What Is A Stock Split? 

A stock split is a corporate action that increases the number of shares outstanding while decreasing the price proportionally compliant with market cap. 

Why Did Lululemon Announce Split? 

Announcing a stock split, the company was looking to increase liquidity, broaden retail access, and communicate positivity on the company’s long-term growth prospect.

How Will Share Counts Be Changed? 

In June 2024, for example, shareholders received four shares for each share that they owned as a result of the split, or now four times the number of previous shares.

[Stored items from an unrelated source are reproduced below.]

PR #2046, opened 2019-04-15
Modifed Description for /PUT/Collection

amarjandu:
modify description for /PUT/Collection, remove reference for generated timestamp

Resolves: [dcp/cli#299](https://www.youtube.com/watch?v=Nw4Sng23YH0)

### DIFF
--- a/dss-api.yml
+++ b/dss-api.yml
@@ -1116,7 +1116,7 @@ paths:
         - name: version
           in: query
           description: >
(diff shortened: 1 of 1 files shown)


amarjandu:
> LGTM, although... having used this, I don't see why a user needs to manually mint their own. I feel like the DSS should be able to do this for you. Wait to merge this til we can talk about it at stand up tomorrow?

yeah I'm unsure of the reason why this timestamp is user specified, perhaps @xbrianh can give some insight. 🕵️

PR #2050, opened 2019-04-16
Revert "Clarify and fix test expectations"

natanlao:
Reverts HumanCellAtlas/data-store#2038


natanlao:
`master` was force pushed

PR #2052, opened 2019-04-17
Dynamic DynamoDB Table Fetching

amarjandu:
Add dynamic fetching of of dynamodb tables to health checks

Resolves: #2021

### DIFF
--- a/dss/api/health.py
+++ b/dss/api/health.py
@@ -7,8 +7,15 @@ from googleapiclient import discovery, errors
 from elasticsearch.exceptions import ConnectionError
 from dss.index.es import ElasticsearchClient
 from dss.util.aws.clients import dynamodb  # type: ignore
+from dss.util.aws.clients import resourcegroupstaggingapi  # type: ignore
 
 logger = logging.getLogger(__name__)
+
+
+def get_resource_by_tag(resource_string: str, tag_filter: dict):
+    dss_resources = resourcegroupstaggingapi.get_resources(ResourceTypeFilters=[resource_string],
+                                                           TagFilters=[tag_filter])
+    return dss_resources
 
 
 def _get_es_status(host: str = "localhost", port: int = None):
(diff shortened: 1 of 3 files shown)


tests/test_health.py
```diff
@@ -56,6 +56,16 @@ def test_full_health_check(self, mock_er, mock_ddb, mock_es):
...
 
+    @testmode.standalone
+    def test_resource_fetch(self):
+
+        service_tags = {"Key": "service", "Values": ["dss"]}
+        resource_list = health.get_resource_by_tag(resource_string='dynamodb:table', tag_filter=service_tags)
+        ddb_tables = [x['ResourceARN'].split('/')[1] for x in resource_list['ResourceTagMappingList'] if
+                      os.environ.get('DSS_DEPLOYMENT_STAGE') in x['ResourceARN']]
+        print(ddb_tables)
+        self.assertGreater(len(ddb_tables), 0)
```
xbrianh: This test may be more future proof using `s3` instead of `dynamodb`.

dss/api/health.py
```diff
@@ -33,10 +40,10 @@ def _get_dynamodb_status():
     """Checks dynamoDB table status, tables are explicitly specified within the function"""
     db_status = True
     stage = os.getenv("DSS_DEPLOYMENT_STAGE")
-    ddb_tables = ["dss-async-state-{}".format(stage),
-                  "dss-subscriptions-v2-aws-{}".format(stage),
-                  "dss-subscriptions-v2-gcp-{}".format(stage)
-                  ]
+    service_tags = {"Key": "service", "Values": ["dss"]}
+    resource_list = get_resource_by_tag(resource_string='dynamodb:table', tag_filter=service_tags)
```
xbrianh: I think the same effect can be achieved replacing `dynamodb:table` with `dynamodb`.

tests/test_health.py
amarjandu: Updated test to work with s3

dss/api/health.py
amarjandu: I'm going to keep it as tables to ensure the resource filter is kept to tables in this function.

PR #2069, opened 2019-04-23
Abstract out dynamoDB functionality from subscriptions.

DailyDreaming:
Separated from the collections PR into it's own, but ultimately for use as a dynamoDB base class for each of these cases.


dss/util/dynamodb.py
```diff
@@ -0,0 +1,65 @@
+from dss.util.aws.clients import dynamodb  # type: ignore
+
+
+class DynamoLookup(object):
```
xbrianh: A class with nothing but static methods may not deserve to be a class.

Note that modules can provides descriptive name spacing.
```
imporot my_cool_module

my_cool_module.my_cool_method()
```

dss/subscriptions_v2/__init__.py
```diff
@@ -22,64 +18,35 @@ class SubscriptionData:
...
-        Key={
-            'hash_key': {
-                'S': owner
-            },
-            'sort_key': {
-                'S': uuid
-            }
-        }
-    )
+class SubscriptionLookup(DynamoLookup):
```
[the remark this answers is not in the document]
DailyDreaming: The main benefit is inheriting the base class methods.  I tend to prefer classes for collections of related functions and especially when using a base class set of functions.

I could program this functionally and avoid using a class if that's preferable, but there are a few things that Subscriptions does that I don't want in Collections.  For example, the `body` value is a dictionary in Subscriptions and a string in `Collections`.  The type should be handled by the outer class and not strictly enforced by the base class.

So you can do something like:
`class BaseClass:
    def get():
        get some db query...
        return value.get('item', None)`

`class Subscriptions(BaseClass):
    def get_subscription():
        return json.loads(self.get())`

`class Collections(BaseClass):
    def get_collection():
        return self.get()`

dss/util/dynamodb.py
DailyDreaming: It's not just for descriptive namespacing.  I prefer an ABC to importing bare functions because it clearly defines which methods are intended to be inherited and some methods will only need to be wrapped and returned.

I'd be willing to make this purely functional if you prefer, I think it's more of a style preference.  I will argue that it makes more sense alongside the collections class also inheriting the same methods, at least to me it looks nicer.

DailyDreaming:
Updated to the functional style.

dss/util/dynamodb.py
```diff
@@ -0,0 +1,63 @@
+from dss.util.aws.clients import dynamodb  # type: ignore
```
xbrianh: Let's move this file to `dss/dynamodb/__init__.py`

dss/subscriptions_v2/__init__.py
```diff
@@ -22,64 +18,38 @@ class SubscriptionData:
...
-        TableName=_ddb_table_template.format(replica.name),
-        KeyConditionExpression="#hash_key=:owner",
-        ExpressionAttributeNames={'#hash_key': "hash_key"},
-        ExpressionAttributeValues={':owner': {'S': owner}}
-    )
-    subscriptions = [json.loads(item['body']['S']) for item in db_resp['Items']]
-    return subscriptions
+    items = dynamodb.get_primary_key_items(table=subscription_db_table.format(replica.name),
+                                           key=owner)
+    return [json.loads(item['body']['S']) for item in items]
```
xbrianh: Can we move `['body']['S']` into `dynamodb.get_primary_key_items`?

dss/util/dynamodb.py
```diff
@@ -0,0 +1,63 @@
...
+    )
+    return db_resp.get('Items', [])
+
+
+def get_all_table_items(table: str) -> list:
+    db_resp = dynamodb.scan(TableName=table)
+    return db_resp.get('Items', [])
+
+
+def delete_item(table: str, key1: str, key2: str = None):
```
xbrianh: Please think of more descriptive names for `key1` and `key2`.

dss/util/dynamodb.py
DailyDreaming: Alright.

dss/subscriptions_v2/__init__.py
DailyDreaming: Alright.

DailyDreaming:
@xbrianh Changes made.

daemons/dss-notify-v2/app.py
```diff
@@ -18,10 +16,12 @@
 import dss
 from dss import Config, Replica
 from dss.logging import configure_lambda_logging
-from dss.subscriptions_v2 import get_subscriptions_for_replica, get_subscription
 from dss.events.handlers.notify_v2 import (should_notify, notify_or_queue, notify, build_bundle_metadata_document,
                                            build_deleted_bundle_metadata_document)
 from dss.events.handlers.sync import exists
+from dss.subscriptions_v2 import (get_subscription,
+                                  get_subscriptions_for_replica)
```
xbrianh: Probably don't need the parentheses

dss/subscriptions_v2/__init__.py
```diff
@@ -22,64 +18,35 @@ class SubscriptionData:
...
-                'S': owner
-            },
-            'sort_key': {
-                'S': uuid
-            }
-        }
-    )
+    dynamodb.delete_item(table=subscription_db_table.format(replica.name),
+                         key1=owner,
+                         key2=uuid)
```
xbrianh: keyword arguments need updating

dss/subscriptions_v2/__init__.py
```diff
@@ -22,64 +18,35 @@ class SubscriptionData:
...
+    dynamodb.put_item(table=subscription_db_table.format(doc[SubscriptionData.REPLICA].name),
+                      key1=doc[SubscriptionData.OWNER],
+                      key2=doc[SubscriptionData.UUID],
+                      value=json.dumps(doc))
+
+
+def get_subscription(replica: Replica, owner: str, uuid: str):
+    item = dynamodb.get_item(table=subscription_db_table.format(replica.name),
+                             key1=owner,
+                             key2=uuid)
```
xbrianh: keyword arguments need updating

dss/subscriptions_v2/__init__.py
```diff
@@ -22,64 +18,35 @@ class SubscriptionData:
...
-                'S': doc[SubscriptionData.UUID]
-            },
-            'body': {
-                'S': json.dumps(doc)
-            },
-        }
-    )
+    dynamodb.put_item(table=subscription_db_table.format(doc[SubscriptionData.REPLICA].name),
+                      key1=doc[SubscriptionData.OWNER],
+                      key2=doc[SubscriptionData.UUID],
```
xbrianh: keyword arguments need updating

dss/dynamodb/__init__.py
```diff
@@ -0,0 +1,67 @@
+from dss.util.aws.clients import dynamodb as db  # type: ignore
```
xbrianh: The methods in this class could use docstrings.

For instance, when must `sort_key` be passed in?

Are There Any Tax Implications? 

A company’s split does not create any immediate tax event. Adjusted basis will be adjusted proportionately. Tax advice should always be sought from a tax advisor. 

Are There Future Splits Possible? 

Management has not confirmed if there will be future splits, but if the price per share continues to appreciate on the balance sheet, the company may do a stock split again in the future.

Full Press Release 

For a full press release please refer to the Lululemon press release from June 10, 2024 and signing-related SEC periodic filing forms on 8-K. 

Forward-Looking Statements 

Management makes certain projections about future events, and certain forward-looking language, which is subject to risks and uncertainties. Actual results may differ materially due to market factors, competitive factors affecting our business, global economic conditions, and other factors.